Dang Jim, I had closed shop for this year , but got me wanting to go. Nice mess


----------



## cobe killer (Apr 13, 2008)

wow! what a variety on eats!


----------



## Faithnfishin (Dec 5, 2010)

Awesome, can't believe all the blue crabs!! Good job, got me excited to go also.


----------



## Night Wing (May 16, 2011)

A nice mixed bag catch for a gigging trip. :thumbsup:


----------



## Flounder9.75 (Sep 28, 2007)

I was thinking about going and looking for a few Goats but that wind last week kind of trashed up the lower end of the bay over here and I'm not sure if it's cleared up enough or not. 
So I might just have to go look for some nasty ole speckled trout.


----------



## RippinLips14 (Aug 10, 2014)

Jim were those goats out in the bay or around the pass? Nice mess of feesh


----------



## Russian (Jan 13, 2009)

Dang Jim I knew you got some fish but didn't realize it was a mixed bag like that! Pretty good mix of fish!


----------



## Cosson-Gigs (Dec 12, 2012)

RippinLips14 said:


> Jim were those goats out in the bay or around the pass?
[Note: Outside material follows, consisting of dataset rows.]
PR #1818, opened 2026-09-08
Switch from JSON to binary serialisation for SCTP transport cookie

sipsorcery:


kdeenanauth:
Verified this fixes #1816 under Native AOT. That's a hard requirement for us, so I wanted to check the binary rather than read the diff.

Harness: two `RTCPeerConnection`s in one process — ICE, DTLS, SCTP association, data channel, messages both ways — published Native AOT (osx-arm64, .NET SDK 10.0.102), with a JIT run of the same harness as the control.

| | master | this PR |
|---|---|---|
| Trim/AOT warnings | 9 (7 TinyJson) | 2 (both `Common.Logging`) |
| SCTP association | `CookieEchoed` → `Closed` | **established** |
| Data channel | never opens | **opens; messages cross both ways** |

The master failure is the one from #1816:

```
SctpTransport.GetCookie -> ArgumentNullException (Parameter 'bytes')
  at System.Text.Encoding.GetString(Byte[])
SCTP association timed out after 2001.92ms in state CookieEchoed
```

Also built the library across all nine target frameworks (0 warnings — the existing conditional `System.Memory` reference already covers `BinaryPrimitives` and `AsSpan` on net462/netstandard2.0), and ran the unit suite: 1113 passed, 0 failed.

This is a better change than #1817 and I'm glad to close mine. Three things in particular:

- **The HMAC pre-image is the received buffer** rather than a parse-and-re-serialise. Mine kept the round trip so the output stayed byte-identical with TinyJson's, which left anything in the buffer the parse didn't capture outside the MAC. Hashing the prefix removes that class of problem outright.
- **`FixedTimeEquals`.** Master and #1817 both compare hex strings with `!=`.
- **314 → 74 bytes.** I measured master's cookie at 314 bytes for the WebRTC case, so "roughly a quarter of the size" is right.

Two notes, neither blocking:

**The public surface changes.** `SctpTransportCookie.CreatedAt` `string`→`DateTime`, `.HMAC` `string`→`byte[]`, and `protected GetCookieHMAC` now returns `byte[]`. Source and binary breaking for anyone subclassing `SctpTransport` or reading the cookie. Probably worth a release note — the cookie being opaque makes it defensible, it's just not invisible.

**The SDP signalling helpers have the same defect, and this PR doesn't reach them.** `RTCSessionDescriptionInit.toJSON()` and `TryParse` are still `TinyJson`, so on the same AOT build:

```
toJSON()   : {}          <- expected {"type":"offer","sdp":"v=0..."}
TryParse() : False
```

`RTCIceCandidateInit` too. Same root cause and same shape of fix as the cookie. Anyone signalling offer/answer as JSON from an AOT build will hit it once this lands. Happy to open a separate issue, or a PR if you'd like it fixed the same way.

One unrelated thing I tripped over while building the harness, mentioning it only because it cost me an hour: `SctpUdpTransport` can't act as a responder at all on master. `GotInit` calls `Send(associationID: null, ...)` and `SctpUdpTransport.Send` does `_associations.TryGetValue(null)`, so the INIT ACK throws `ArgumentNullException` and the initiator times out waiting for it. Nothing to do with this PR — I'll file it separately unless you'd rather I didn't.

sipsorcery:
> The public surface changes. SctpTransportCookie.CreatedAt string→DateTime, .HMAC string→byte[], and protected GetCookieHMAC now returns byte[]. Source and binary breaking for anyone subclassing SctpTransport or reading the cookie. Probably worth a release note — the cookie being opaque makes it defensible, it's just not invisible.

Yes,, that's deemed acceptable given it's highly unlikely any library users are relying on the internal cookie. If they are the type changes should be simple to cope with and actually make conusming them easier.

> RTCIceCandidateInit too. Same root cause and same shape of fix as the cookie. Anyone signalling offer/answer as JSON from an AOT build will hit it once this lands. Happy to open a separate issue, or a PR if you'd like it fixed the same way.

Yes, there's a discussion in #1805 about that. Either way those serialisations are for optional WebRTC signalling only.

> One unrelated thing I tripped over while building the harness, mentioning it only because it cost me an hour: SctpUdpTransport can't act as a responder at all on master. GotInit calls Send(associationID: null, ...) and SctpUdpTransport.Send does _associations.TryGetValue(null), so the INIT ACK throws ArgumentNullException and the initiator times out waiting for it. Nothing to do with this PR — I'll file it separately unless you'd rather I didn't.

Please do, all PR's are welcome. Somtimes they may take a bit of time to review.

Nice mess of feesh


Killed them along rock seawalls, lost a few cuz I took care not to bang my gig against the rocks, kinda just eased the gig close and just pushed it in them, didn't want to slam my gig all night in rocks just for a few sheeps, ant much meat on them tangs


----------



## wirenut (Sep 30, 2007)

Nice mess o fish there


----------